Definitely have to give a :thumbsup: to medimond here on rbr, I saw his ride and wanted something similar. 
Next up will be a new set of wheels 
The fork is platinum with silver seven 
The down tube is bead blasted with Seven and the top tube blasted with Axiom SL

I won't speak to the ride cause we all know already
Enjoy the pics,
will post more when I get the new wheels built


----------



## Dajianshan (Jul 15, 2007)

Classy! Very classy.


----------



## lk1965 (Dec 18, 2011)

I too, opted for the blasted logos on my newly acquired Axiom SL (some pics in the Brake Cabling thread). I think they look awesome on the bike...very stealth and sleek looking. I prefer them much better to any stuck-on decals. It's simply a very timeless look. :thumbsup:

Linda


----------



## dshimamoto (Mar 9, 2007)

so is it a new standard option now?, my sl is a 2010 and it wasn't an option then.
your bike looks great!


----------



## Dajianshan (Jul 15, 2007)

I ordered last year and I don't recall seeing that as an option.


----------



## gtran1502 (Aug 20, 2008)

Me neither and it's too soon to send it back to get refinished. I've only had mine since November 2011.


----------



## lk1965 (Dec 18, 2011)

Well, I ordered my Axiom in December 2011, and when I couldn't decide on which decals to go with, my dealer suggested the blasted logos. He showed me a Serotta that he had in the shop which had this technique done, and as soon as I saw it I was sold. I wanted something understated and minimal, yet still enough that you could tell it was a Seven. The blasted logos are exactly that. So I guess it was an option but if my dealer hadn't mentioned it to me, I wouldn't have known about it because it's not listed on any of the forms or even their website. 

Linda


----------



## gtran1502 (Aug 20, 2008)

Damn, I totally would have gone for that too!


----------



## medimond (Apr 26, 2009)

The blasted logo's look great ... something to look forward when I refinish my bike in a few year.


----------



## jeepseahawk (May 30, 2011)

Ok, just sent an email to seven about the etched logos, hope they get back with me. That is beautiful.


----------



## jstorm940 (Oct 24, 2010)

Yes, the bead blasted logos are beautiful. Not sure why Seven does not make that an option.
I just got mine a couple of months ago, and it was definitely not mentioned anywhere. I can see
that the stock decals are not going to last all that long. I was thinking of just removing them entirely
at some point down the line, but that is a better option.


----------



## mackeral (Jul 31, 2003)

jeepseahawk said:


> Ok, just sent an email to seven about the etched logos, hope they get back with me. That is beautiful.
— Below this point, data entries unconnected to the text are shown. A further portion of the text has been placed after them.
PR #2152, opened 2025-05-23
CORPORATION: Rename division.type to division.industry

catloversg:
I remade the change in #2079.

How to test:
- Load [tobacco.gz](https://github.com/user-attachments/files/20416071/tobacco.gz).
- Check the division. It must be a tobacco division.

Capture


src/Corporation/Division.ts
```diff
@@ -1137,9 +1138,15 @@ export class Division {
...
   }
 
-  /** Initializes a Industry object from a JSON save state. */
+  /** Initializes a Division object from a JSON save state. */
   static fromJSON(value: IReviverValue): Division {
-    return Generic_fromJSON(Division, value.data, Division.includedKeys);
+    const division = Generic_fromJSON(Division, value.data, Division.includedKeys);
+    // division.type was renamed to division.industry in v3.0.0.
+    assertObject(value.data);
+    if ("type" in value.data) {
```
d0sboots, line 1146:
```suggestion
    if (division.industry == null) {
```

catloversg: `division.industry` is not null after `const division = Generic_fromJSON(Division, value.data, Division.includedKeys);`, regardless of the raw data in `value.data`. When we replace the default values of `Division` (the class)'s properties with raw data from `value.data`, we only use non-undefined properties. In this case, `division.industry` is initialized with "Agriculture". When loading data, we copy the "industry" property from the raw data.
- v3+: "industry" is non-undefined. It's ok.
- pre-v3: "industry" is undefined, so `division.industry` is still "Agriculture".

Do you mean `if (value.data.industry == null)`?

PR #2153, opened 2025-05-24
MISC: Make nuke and port cracking APIs return false instead of throwing error

### LINKED ISSUE #2104: ns.nuke() not working as documented
As per [bitburner.ns.nuke.md](https://github.com/bitburner-official/bitburner-src/blob/dev/markdown/bitburner.ns.nuke.md) the functions signature is `nuke(host: string): boolean;`

> True if the player runs the program successfully, and false otherwise.

However, factually it throws an exception when it did not run successfully.

Image****

catloversg:
I decided to take over #1023.

This is a breaking change, but I'm not sure if we need to add an entry to `src\utils\APIBreaks\3.0.0.ts`.

Closes #1023.
Closes #2104.

Test code:
```js
/** @param {NS} ns */
  ns.ui.openTail();
  ns.clearLog();
  ns.rm("NUKE.exe");
  ns.nuke("n00dles");
  ns.brutessh("n00dles");
  ns.ftpcrack("n00dles");
  ns.relaysmtp("n00dles");
  ns.httpworm("n00dles");
  ns.sqlinject("n00dles");
  ns.singularity.createProgram("nuke.exe");
  await ns.sleep(1000);
  ns.nuke("ecorp");
}
```

```
nuke: You do not have the NUKE.exe virus!
brutessh: You do not have the BruteSSH.exe program!
ftpcrack: You do not have the FTPCrack.exe program!
relaysmtp: You do not have the relaySMTP.exe program!
httpworm: You do not have the HTTPWorm.exe program!
sqlinject: You do not have the SQLInject.exe program!
singularity.createProgram: Began creating program: 'nuke.exe'
sleep: Sleeping for 1.000 seconds.
nuke: Not enough ports opened to use NUKE.exe virus.
```


d0sboots:
Thanks for grabbing this one! 

This one is potentially breaking, and I know of at least some people that it will break, but the vast majority will be fine. 

I think it does need an entry. This one we can highlight code for, at least. The description should describe how probably no action is needed, but if you were catching errors *and* branching on the result of success/failure, you'll need to use the return value instead.

Edit: Once this goes in, we can add it to the tracking bug. I've rank it as the lowest priority of the manually breaking changes.

catloversg:
Is this ok?
```
"ns.nuke", "ns.brutessh", "ns.ftpcrack", "ns.relaysmtp", "ns.httpworm", and "ns.sqlinject" now do not throw an error
when you don't have the required .exe file or enough openned ports.
This should not be a problem with most scripts. However, if you were catching errors and branching on the result of
success/failure, you'll need to use the return value instead.
```

I'll add it after we merge #2149. I want to enable the new `doNotSkip` flag for this change.

d0sboots:
That looks good, yes. Why do you think doNotSkip is needed for this? I don't think it's particularly high-priority, just standard priority. (Show the first time.)

catloversg:
Using `doNotSkip` is a way to bypass the limitation of how we use `brokenAPIs`. If we cannot detect any changes by checking `brokenAPIs`, we won't do anything (i.e., writing log file, showing popup). With this change, I plan to leave `brokenAPIs` empty because most scripts do not have a problem with this change. I think we don't have to scan scripts for these APIs.

If you want, I can put these APIs to `brokenAPIs` and *not* use `doNotSkip`.

d0sboots:
I was thinking we would scan for the APIs, since these cases *do* have something to scan. However, we don't want to be super in-your-face about it: Probably exactly one popup message about the change, and we can leave detailed logging of the position of occurrences to the logfile. (The logfile is why I think it makes sense to still scan these.)

catloversg:
No mention of "affected lines":



Show number of affected lines:



```
API BREAK INFO FOR 3.0.0

With some APIs, when you passed values to their params, you could pass a value that was not an exact match. For example, with ns.singularity.commitCrime, you could pass "Rob Store", "rob store", "RobStore", "robstore", "robStore", etc. This is called "fuzzy matching". Now, you must pass an exact value (i.e., Rob Store). This change affects:
- Bladeburner action and type: BladeburnerActionType, BladeburnerGeneralActionName, BladeburnerContractName, BladeburnerOperationName, BladeburnerBlackOpName, SpecialBladeburnerActionTypeForSleeve, BladeburnerActionTypeForSleeve.
- Crime: CrimeType
- Faction work: FactionWorkType
- University class: UniversityClassType
- Gym stat: GymType
- Job field: JobField
- Stock position: PositionType
- Stock order: OrderType
You can access these values via ns.enums and Bladeburner APIs.



ns.nuke, ns.brutessh, ns.ftpcrack, ns.relaysmtp, ns.httpworm, and ns.sqlinject now do not throw an error when you do not have the required .exe file or enough opened ports.
This should not be a problem with most scripts. However, if you were catching errors and branching on the result of success/failure, you will need to use the return value instead.

ns.nuke
ns.brutessh
ns.ftpcrack
ns.relaysmtp
ns.httpworm
ns.sqlinject

test.js: (Line numbers: 21, 22)
```

PR #701, opened 2026-03-27
fix(aggiemap-angular): Make back button work on Aggiemap builder page

### LINKED ISSUE #689: aggiemap-angular: Event Builder, Back Arrow Does Not Work
### Issue

Clicking the back button in the browser does not return the user to the Discover page.

Image

sloneearly:
This PR adds `replaceUrl: true` to the automatic redirect in the builder so the intermediate URL (`builder/accommodations`) doesn't create a history entry that traps back navigation in a loop.

lower

Closes #689


danielgoldbergtamu (approved):
Nice.

PR #707, opened 2026-03-30
fix(aggiemap-angular): Fix SEC Grounds route and checkpoint icon proportions + Refactor Bike Rack legend

### LINKED ISSUE #705: aggiemap-angular: Icons on SEC Grounds Conference Map are stretched
The icons for certain layers on the SEC Grounds Conference map appear to be stretched:

Image

sloneearly:
This PR fixes stretched SEC Grounds Conference icons in both the map and legend.

### Changes:

- Added a 'createConferencePoiLayerNative' factory function builds the unique-value renderer for a given day number and is applied to the Day 2 and Day 3 POI layer sources. Day 1 POIs retain their default symbology as the data for that layer uses a different structure.

### Before:

image

### After: 

image

### Notes:

- The Day 2/3 checkpoint artwork is a tall pin, but the live SEC service publishes it as a square picture-marker symbol, which causes distortion on the map. (This also appears to happens on the Baseball map)

image

Closes #705


danielgoldbergtamu (changes requested):
I again don't like that these changes for working on a specific layer are in a major base component/style. Is it not possible to keep all of the changes needed for a fix for a specific layer closer to the definition file for the specific map rather than pushing them up into the core components where we do not have layer-specific stuff for anything else?

sloneearly:
@danielgoldbergtamu I will update the PR description with this info, but basically, I added a input called 'legendSrcOverrides' that replaces the SEC Grounds Conference specific code with an opt-in setting for custom icon rendering on the legend. So now the fix that was made for SEC Grounds Conference can be used for any map.

libs/maps/feature/legend/src/lib/components/legend-element/legend-element.component.spec.ts
sloneearly, line 1: Meant to say "Updated spec file" not "Updated scss file"

libs/maps/feature/legend/src/lib/components/legend-element/legend-element.component.html
```diff
@@ -42,6 +42,7 @@
                 [respectDefinitionExpression]="respectDefinitionExpression"
                 [hideGroupHeader]="hideGroupHeader"
                 [useBikeRackLegendTransform]="useBikeRackLegendTransform"
```
danielgoldbergtamu: Do we still need to have specific flags for using bike rack transforms in this base component?

libs/maps/feature/legend/src/lib/components/legend-element/legend-element.component.ts
```diff
@@ -128,7 +137,8 @@ export class LegendElementComponent implements OnInit {
     }
 
     const operableInfos = (this.element.infos ?? []) as Array<LegendInfo>;
-    const displayInfos = this.shouldApplyBikeRackLegendTransform ? this._getBikeRackLegendInfos(operableInfos) : operableInfos;
+    const bikeRackAdjustedInfos = this.shouldApplyBikeRackLegendTransform ? this._getBikeRackLegendInfos(operableInfos) : operableInfos;
```
danielgoldbergtamu: Same here. We would like to keep the base files generic, and not include variables, functions, or other things specific to specific layers in the generalized versions like this file.

libs/maps/feature/legend/src/lib/components/legend/legend.component.html
```diff
@@ -14,5 +14,6 @@
     [allowVisibilityToggle]="allowVisibilityToggle"
     [combineChildrenUnderPrimary]="combineChildrenUnderPrimary"
     [useBikeRackLegendTransform]="useBikeRackLegendTransform"
```
danielgoldbergtamu: Not needed any more now that you have an optional way of doing it?

sloneearly:
@danielgoldbergtamu Scratch what I said earlier - did not actually need any of the legend override functionality. All changes are now in the SEC Grounds Conference config file.

libs/maps/feature/legend/src/lib/components/legend/legend.component.ts
```diff
@@ -65,6 +68,7 @@ export class LegendComponent implements OnInit, OnDestroy {
         routeData['combineChildrenUnderPrimary'] ?? this.combineChildrenUnderPrimary;
       this.useBikeRackLegendTransform =
```
danielgoldbergtamu: Same as well. Layer specific things should not be in the general legend components. I think you have a way to do things like this in an optional approach with overrides?

danielgoldbergtamu (changes requested):

libs/maps/feature/legend/src/lib/components/legend/legend.component.ts
sloneearly: EDIT: I missed some more bike rack leftovers, currently going through them now

I believe this is a leftover from when the Bike Rack layer on sustainable transportation was split into many different types of bike racks. The bike rack layer still works at intended without `useBikeRackLegendTransform.` I went ahead and removed them in the [most recent commit](https://github.com/TamuGeoInnovation/Tamu.GeoInnovation.js.monorepo/pull/707/changes/1da260c6016511553996e064a4022a740cd7434a). 

image


I figured since its a small change, it was fine to remove them in this PR, but if you feel that would cause confusion, I can make a separate issue and PR.

Here's where and when `useBikeRackLegendTransform` was made originally for context: https://github.com/TamuGeoInnovation/Tamu.GeoInnovation.js.monorepo/pull/664/changes#diff-963d4eca4fcd471e62175a66248573299c1b990d5c12000eb0de90be1aa78170

sloneearly: Bike racks have been refactored and there is no longer anything in the higher-level files.

https://github.com/TamuGeoInnovation/Tamu.GeoInnovation.js.monorepo/pull/707/changes/3cff39d792534c6390b2e7d66e5f4355fd781cbf

libs/aggiemap/ngx/common/src/lib/layer-sources/layer-sources.ts
```diff
@@ -23,6 +23,9 @@ export function LayerSources(
 ): Array<LayerSource> {
   const bikeMapUrl = connections.tsMainUrl.replace('/TS_Main/MapServer', '/BikeMap/MapServer');
   const evChargeStationsUrl = connections.tsMainUrl.replace('/TS_Main/MapServer', '/EVChargeStations/MapServer');
+  const rackLayersUrl = 'https://arc.ts.tamu.edu/arcgis/rest/services/Hosted/Rack_Locations_view/FeatureServer';
```
danielgoldbergtamu: See if it is possible to move all of these types of arrays and sources into the main "all" one below so that we do not have specific logic for specific layers: 

const all: Array<LayerSource> = [

danielgoldbergtamu (changes requested):

danielgoldbergtamu (approved):
Yay. Good work.

PR #712, opened 2026-04-06
feat(aggiemap-angular): Add event details links to event builders and update Maroon & White Game map

### LINKED ISSUE #710: On Discover/event maps, replace dates with link to event website
The new link should direct users to the source website. For example, for athletics events, they should link to that sport's athletics page.

Image

### LINKED ISSUE #711: aggiemap-angular: Maroon & White Game map updates
### Issue

1. Maroon & White map needs to be updated, lots were reconfigured as seen below with popups that show descriptions (these are working on the icons already just need to make sure they are added for the lots). 

Layers:
Accessible/PrePaid Parking (0)
Event Parking Lots (1)

Image

2. One or both icons are stretched on Aggie Map

sloneearly:
This PR adds support for event-specific schedule/detail links in the event builder. It also updates the Maroon & White Game map with newly-formatted icons and a new parking map layer.

## Changes
- adds optional `scheduleUrl` to the shared event configuration interface
- update the events builder to show a clickable event details/schedule link when `scheduleUrl` is provided and builder is enabled
- adds matching link styling in the events and football builders
- populate `scheduleUrl` across event definitions forfootball, baseball, basketball, track, soccer, softball, volleyball, swimming, Family Weekend, Ring Day, Move-In, Big Event, graduation, and Savannah Bananas
    -  (May not be necessary for other athletic events that currently do not have builders, but I left these in case we want to reuse them and/or make a builder for these events in the future. Can be removed if desired.)
- updates the Maroon & White Game configuration date to April 18, 2026
- adds custom renderers and marker artwork for Maroon & White Game accessible and prepaid parking legend/map display
- refines Maroon & White Game popup field mappings for the updated service data
- renames the baseball event display name from `Baseball Parking` to `Baseball`

image
Recording 2026-04-06 111424

Recording 2026-04-06 111424

image

Closes #711  
Closes #710

### DIFF
--- a/libs/ts/events/ngx/src/lib/modules/builder/modules/accommodations/accommodations.component.ts
+++ b/libs/ts/events/ngx/src/lib/modules/builder/modules/accommodations/accommodations.component.ts
@@ -18,6 +18,7 @@ interface AccommodationChoiceGroup {
   styleUrls: ['./accommodations.component.scss', '../builder-module-base/builder-module-base.component.scss']
 })
 export class AccommodationsComponent implements OnInit {
+  public config = this.eventSettingsService.eventConfiguration()?.configuration;
   public savedOptionValue: Observable<string | boolean | number | null>;
 
   public accommodation$: Observable<SpecialEventOption>;
--- a/libs/ts/football/ngx/src/lib/modules/builder/builder.component.html
+++ b/libs/ts/football/ngx/src/lib/modules/builder/builder.component.html
@@ -1,7 +1,6 @@
 <div class="container12">
   <div class="flex flex-column">
     <h1 id="component-title">LONE STAR SHOWDOWN EVENT MAPS</h1>
-    <h4><a href="https://12thman.com/sports/football/schedule" target="_blank" rel="noopener noreferrer">Click here for Football dates.</a></h4>
   </div>
 
   <router-outlet></router-outlet>
--- a/libs/ts/football/ngx/src/lib/modules/builder/builder.component.html
+++ b/libs/ts/football/ngx/src/lib/modules/builder/builder.component.html
@@ -1,6 +1,7 @@
 <div class="container12">
   <div class="flex flex-column">
     <h1 id="component-title">LONE STAR SHOWDOWN EVENT MAPS</h1>
+    <h4><a href="https://12thman.com/sports/football/schedule" target="_blank" rel="noopener noreferrer">Click here for Football dates.</a></h4>
   </div>
 
   <router-outlet></router-outlet>
--- a/libs/ts/football/ngx/src/lib/modules/builder/builder.component.scss
+++ b/libs/ts/football/ngx/src/lib/modules/builder/builder.component.scss
@@ -3,10 +3,6 @@
 :host {
   background: #500000;
   color: #eeeeee;
-
-  h4 a {
-    color: #eeeeee;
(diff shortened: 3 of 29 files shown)


libs/ts/events/ngx/src/lib/modules/builder/modules/accommodations/accommodations.component.ts
```diff
@@ -18,6 +18,7 @@ interface AccommodationChoiceGroup {
   styleUrls: ['./accommodations.component.scss', '../builder-module-base/builder-module-base.component.scss']
 })
 export class AccommodationsComponent implements OnInit {
+  public config = this.eventSettingsService.eventConfiguration()?.configuration;
```
danielgoldbergtamu, line 21: I'm confused why this is needed now but was not before. Did this component not use a config before but needs to now?

libs/ts/football/ngx/src/lib/modules/builder/builder.component.html
```diff
@@ -1,6 +1,7 @@
 <div class="container12">
   <div class="flex flex-column">
     <h1 id="component-title">LONE STAR SHOWDOWN EVENT MAPS</h1>
+    <h4><a href="https://12thman.com/sports/football/schedule" target="_blank" rel="noopener noreferrer">Click here for Football dates.</a></h4>
```
danielgoldbergtamu: Why is this one hard-coded in the builder component? Just as an example that is overridden?

danielgoldbergtamu: Is it possible that we don't need this /ts/football/... component any longer if it can be added into the same place in the same way as all of the other config files?

libs/ts/football/ngx/src/lib/modules/builder/builder.component.scss
```diff
@@ -3,6 +3,10 @@
 :host {
   background: #500000;
   color: #eeeeee;
+
```
danielgoldbergtamu: Same. Is it possible that we don't need this /ts/football/... component any longer if it can be added into the same place in the same way as all of the other config files?

danielgoldbergtamu (changes requested):
A few things to check.

libs/ts/events/ngx/src/lib/modules/builder/modules/accommodations/accommodations.component.ts
sloneearly: This was added because of the new schedule link (`scheduleURL`) functionality. `config` gives the template access to the event's `EventConfiguration` object. So if a given event has a `scheduleUrl` set in its config file, the link will show on the builder page. If not, the `*ngIf` hides it. The `config?` name fills in the event's display name in the link text.

libs/ts/football/ngx/src/lib/modules/builder/builder.component.html
sloneearly: Fixed.

libs/ts/football/ngx/src/lib/modules/builder/builder.component.scss
sloneearly: Fixed.

danielgoldbergtamu (approved):
Thanks.

PR #743, opened 2026-04-20
feat(aggiema-angular): Add titles to maps header on sidebar

### LINKED ISSUE #738: aggiemap-angular: Move title of each map to the header
The title of each map should be moved to the header, below Aggie Map & search bar:

Image

sloneearly:
This PR adds the title of the map + the type of map to the side bar, right below the search bar and above the layers:

(Names are based on the `applicationName` in each map's definitions file)

image
image
image

Closes #738


danielgoldbergtamu (approved):
I don't love the font, or that it breaks the line, but this is fine for now.

PR #744, opened 2026-04-22
fix(aggiemap-angular): Update Sustainable Transporation layers to only pull from BikeMap server

### LINKED ISSUE #741: aggiemap-angular: Sustainable Transportation Map - stand-alone - fails to load
### Issue

1. It seems that the [standalone version of the sustainable transportation map](https://aggiemap.tamu.edu/parking/sustainable-transportation) may not have the correct layers set. 
2. It is not loading, which usually happens when the layers cannot be found. 
3. The layers on the main aggie map page load just fine.

### Resolution

1. Make sure that the standalone map is using the same layers as those on the main map

sloneearly:
This PR updates the Sustainable Transporation map (and the layers toggleable on the homepage) to pull only from https://gis.it.tamu.edu/arcgis/rest/services/TS/BikeMap/MapServer, rather than BikeMap and the EV Charge Stations server.

[
Screenshot 2026-04-22 082953
](url)

Closes #741


danielgoldbergtamu (approved):
Seems fine.

PR #757, opened 2026-04-24
fix(aggiemap-angular): Update Main Campus RNS and Line Paint layer visibility

### LINKED ISSUE #747: aggiemap-angular: Campus Main Parking Map missing layers
### Issue

Image

It should look like this:

Image

sloneearly:
This PR re-adds the fix for adding the RNS and Line Paint layers on the Main Campus Parking map.

image

Closes #747


danielgoldbergtamu (approved):
good.

PR #759, opened 2026-04-24
feat(aggiemap-angular): Re-added EV Charger layers to other maps, made standalone EV map

### LINKED ISSUE #752: aggiemap-angular: Create new EV Charger map
### Issue

1. Sustainable transportation needs a map with only EV Chargers on it.

This map just needs the EV Chargers layer (0) from the bike map rest services: https://gis.it.tamu.edu/arcgis/rest/services/TS/BikeMap/MapServer 

2. We still need EV Chargers on the bike map, so they will need to stay put and also live on their own, separate map.

sloneearly:
This PR re-adds the EV Charger layer to the Sustainable Transporation map and the main layers on the homepage. This PR also creates an independent EV Chargers map.

image

image

image

Closes #752

### DIFF
--- a/libs/aggiemap/ngx/common/src/lib/layer-sources/layer-sources.ts
+++ b/libs/aggiemap/ngx/common/src/lib/layer-sources/layer-sources.ts
@@ -22,6 +22,26 @@ export function LayerSources(
   options?: IFactoryExcludeOptions<IComposedIDefinitions>
 ): Array<LayerSource> {
   const bikeMapUrl = 'https://gis.it.tamu.edu/arcgis/rest/services/TS/BikeMap/MapServer';
+  const bikeMapEvChargeStationsLayerSource: LayerSource = {
+    type: 'feature',
+    id: 'ev-charge-stations-layer',
+    title: 'EV Charge Stations (Main + RELLIS)',
+    url: `${bikeMapUrl}/0`,
+    listMode: 'show',
+    visible: true,
+    popupComponent: Popups.MarkdownPopupComponent,
+    popupData: {
+      name: '{attributes.EV_ID}',
+      description:
+        '<strong>Network</strong>: {attributes.EV_Network}\n' +
+        '<strong>Charging Level</strong>: {attributes.Ch_Level}\n' +
+        '<strong>Garage Level</strong>: {attributes.Garage_Lvl}\n' +
+        '<strong>Notes</strong>: {attributes.EVCS_Notes}'
+    },
+    native: {
+      ...commonLayerProps
+    }
+  };
   const all: Array<LayerSource> = [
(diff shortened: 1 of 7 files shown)


libs/aggiemap/ngx/common/src/lib/layer-sources/layer-sources.ts
```diff
@@ -22,6 +22,26 @@ export function LayerSources(
   options?: IFactoryExcludeOptions<IComposedIDefinitions>
 ): Array<LayerSource> {
   const bikeMapUrl = 'https://gis.it.tamu.edu/arcgis/rest/services/TS/BikeMap/MapServer';
+  const bikeMapEvChargeStationsLayerSource: LayerSource = {
```
danielgoldbergtamu: @sloneearly Can this source definition be in the definition file for the layer instead of here in the layer-sources main file?

danielgoldbergtamu (changes requested):
Does this new feature definition have to be in this shared filed? Can it be placed into the definition of the layer instead?

danielgoldbergtamu (changes requested):
1. See if you can get rid of layersource on 25 and just have it in the body below.
2. See if you can have the layer's URL in the same place as all of the other ones.

libs/ts/events/ngx/src/lib/definitions/ev-chargers.definitions.ts
```diff
@@ -0,0 +1,75 @@
...
+  AggiemapCustomMapConfiguration,
+  EventConfiguration,
+  SpecialEventOptions
+} from '../interfaces/special-event.interface';
+
+export enum EV_CHARGERS_LAYERS {
+  EV_CHARGERS = 'ev-chargers'
+}
+
+const bikeLayersUrl = 'https://gis.it.tamu.edu/arcgis/rest/services/TS/BikeMap/MapServer';
```
danielgoldbergtamu: Get this from the connections file.

libs/ts/events/ngx/src/lib/definitions/sustainable-transportation.definitions.ts
```diff
@@ -18,6 +18,27 @@ export enum SUSTAINABLE_TRANSPORTATION_LAYERS {
 
 const bikeLayersUrl = 'https://gis.it.tamu.edu/arcgis/rest/services/TS/BikeMap/MapServer';
```
danielgoldbergtamu: Get this from the connections file

danielgoldbergtamu (changes requested):

danielgoldbergtamu (approved):
Will will pull the connection strings out as part of #768

PR #763, opened 2026-04-27
fix(aggiemap-angular): Fix POI Search by separating text queries from exact OBJECTID lookup

### LINKED ISSUE #750: aggiemap-angular: poi layers search source issues
### Issue

The POI layer is behaving strangely in the search box on the home page.

**Data Sources**

The POI data are defined in this [ArcGIS Online layer](https://tamu-fam.maps.arcgis.com/home/item.html?id=40d3d6fdacde4a43a8c7b99cbcac0696&dataTabView=table#data)

The search layer is in this [ArcGIS Online feature service](https://services1.arcgis.com/oxXAea6csqnDZ6WT/arcgis/rest/services/Points_of_Interest_view/FeatureServer/0//query?f=json&resultRecordCount=5&outFields=*&outSR=4326&returnGeometry=true&spatialRel=esriSpatialRelIntersects&where=UPPER(name)%20LIKE%20%27%251%25%27%20OR%20OBJECTID%20=%20%271%27).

Did Seven respond to your inquiry about the etched logos? Thanks.


----------



## mackeral (Jul 31, 2003)

Can anyone talk about their experience having a Seven factory frame refinish vs. buying the decals from Seven and putting them on yourself? It's $395 for a bare Ti frame and they "replace all the small parts"...which I have no idea what this means. The reason I'm asking is that I have a 12 year Seven Tsunami with over 60,000 and it needs to look as good at it has served me! 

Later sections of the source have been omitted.